» PROBLEM DETAILS:
Below are records; quote them exactly from the first line through the line that contains "PR #1483, opened 2026-04-06".

Segment Start: THE DATA

PR #1468, opened 2026-02-25
Add system property to allow longer chat messages on legacy versions

Beaness:
Similar to
https://github.com/PaperMC/Velocity/blob/6aff78728c267bbb67b07298b8cf4580fb79fc6f/proxy/src/main/java/com/velocitypowered/proxy/protocol/packet/chat/legacy/LegacyChatPacket.java#L49

LunarClient Apollo API allows you to override the max chat length message for older mc versions. Without this change plugins that listen for chat packets break.

### DIFF
--- a/api/src/main/java/com/github/retrooper/packetevents/wrapper/play/client/WrapperPlayClientChatMessage.java
+++ b/api/src/main/java/com/github/retrooper/packetevents/wrapper/play/client/WrapperPlayClientChatMessage.java
@@ -35,6 +35,18 @@ import java.util.Optional;
  * This packet is used to send a chat message to the server.
  */
 public class WrapperPlayClientChatMessage extends PacketWrapper<WrapperPlayClientChatMessage> {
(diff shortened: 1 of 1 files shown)


NoJokeFNA:
Why don't we keep the current design?
https://github.com/retrooper/packetevents/blob/2.0/api/src/main/java/com/github/retrooper/packetevents/protocol/nbt/NBTLimiter.java#L28

And I'm not sure if this will even get merged just because the "LunarClient Apollo API" allows you to change some values.

Beaness:
> Why don't we keep the current design? https://github.com/retrooper/packetevents/blob/2.0/api/src/main/java/com/github/retrooper/packetevents/protocol/nbt/NBTLimiter.java#L28

Fixed
> And I'm not sure if this will even get merged just because the "LunarClient Apollo API" allows you to change some values.

Seems like a minor addition that isn't super hard to maintain, the default value also doesn't change with this pr.

booky10 (approved):

PR #1483, opened 2026-04-06
Fix asBukkitCopy reflection for MC 26.1.1+

roggy666:
MC 26.1.1 introduced a new CraftItemStack.asBukkitCopy(ItemStackTemplate) overload. The index-based method lookup (getMethod with index 0) could resolve to the wrong overload depending on JVM method ordering, causing "argument type mismatch" errors for item-holding disguises.

Use getMethodExact with explicit NMS_ITEM_STACK_CLASS parameter type to always resolve the correct asBukkitCopy(ItemStack) method, with a fallback to the old index-based lookup for older servers.


retrooper (approved):
I've reviewed and tested your changes. Thanks for your contribution to PacketEvents.

PR #134, opened 2018-08-01
Updated gradle and dependencies

blootsvoets:


java-sdk/radar-schemas-tools/src/main/java/org/radarcns/schema/registration/KafkaTopics.java
```diff
@@ -85,6 +74,15 @@ public boolean waitForBrokers(int brokers) throws InterruptedException, ZkExcept
                         activeBrokers, brokers, sleep);
             }
         }
+
+        String bootstrapServers = JavaConverters$.MODULE$
+                .seqAsJavaList(zkClient.getAllBrokersInCluster()).stream()
```
yatharthranjan: Is this for conversion between scala and java ? Maybe a comment here can be useful

java-sdk/radar-schemas-tools/src/main/java/org/radarcns/schema/registration/KafkaTopics.java
```diff
@@ -60,10 +50,9 @@ public Object deserialize(byte[] bytes) throws ZkMarshallingError {
...
      * @throws InterruptedException when waiting for the brokers is interrepted.
-     * @throws ZkException if the Zookeeper instance cannot be reached or returns an unexpected
-     *                     result.
      */
-    public boolean waitForBrokers(int brokers) throws InterruptedException, ZkException {
+    public boolean waitForBrokers(int brokers) throws InterruptedException,
+            ZooKeeperClientException {
         boolean brokersAvailable = false;
         int sleep = 2;
         for (int tries = 0; tries < 10; tries++) {
```
yatharthranjan: Can we increase the timeout a bit? Because if we have a lot of data and we stop the cluster and then running the install script re-creates the brokers, then this times-out since kafka takes some time to load/recover all the data from snapshots.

Segment End: THE DATA

» FINAL ANSWER:
PR #1468, opened 2026-02-25
Add system property to allow longer chat messages on legacy versions

Beaness:
Similar to
https://github.com/PaperMC/Velocity/blob/6aff78728c267bbb67b07298b8cf4580fb79fc6f/proxy/src/main/java/com/velocitypowered/proxy/protocol/packet/chat/legacy/LegacyChatPacket.java#L49

LunarClient Apollo API allows you to override the max chat length message for older mc versions. Without this change plugins that listen for chat packets break.

### DIFF
--- a/api/src/main/java/com/github/retrooper/packetevents/wrapper/play/client/WrapperPlayClientChatMessage.java
+++ b/api/src/main/java/com/github/retrooper/packetevents/wrapper/play/client/WrapperPlayClientChatMessage.java
@@ -35,6 +35,18 @@ import java.util.Optional;
  * This packet is used to send a chat message to the server.
  */
 public class WrapperPlayClientChatMessage extends PacketWrapper<WrapperPlayClientChatMessage> {
(diff shortened: 1 of 1 files shown)


NoJokeFNA:
Why don't we keep the current design?
https://github.com/retrooper/packetevents/blob/2.0/api/src/main/java/com/github/retrooper/packetevents/protocol/nbt/NBTLimiter.java#L28

And I'm not sure if this will even get merged just because the "LunarClient Apollo API" allows you to change some values.

Beaness:
> Why don't we keep the current design? https://github.com/retrooper/packetevents/blob/2.0/api/src/main/java/com/github/retrooper/packetevents/protocol/nbt/NBTLimiter.java#L28

Fixed
> And I'm not sure if this will even get merged just because the "LunarClient Apollo API" allows you to change some values.

Seems like a minor addition that isn't super hard to maintain, the default value also doesn't change with this pr.

booky10 (approved):

PR #1483, opened 2026-04-06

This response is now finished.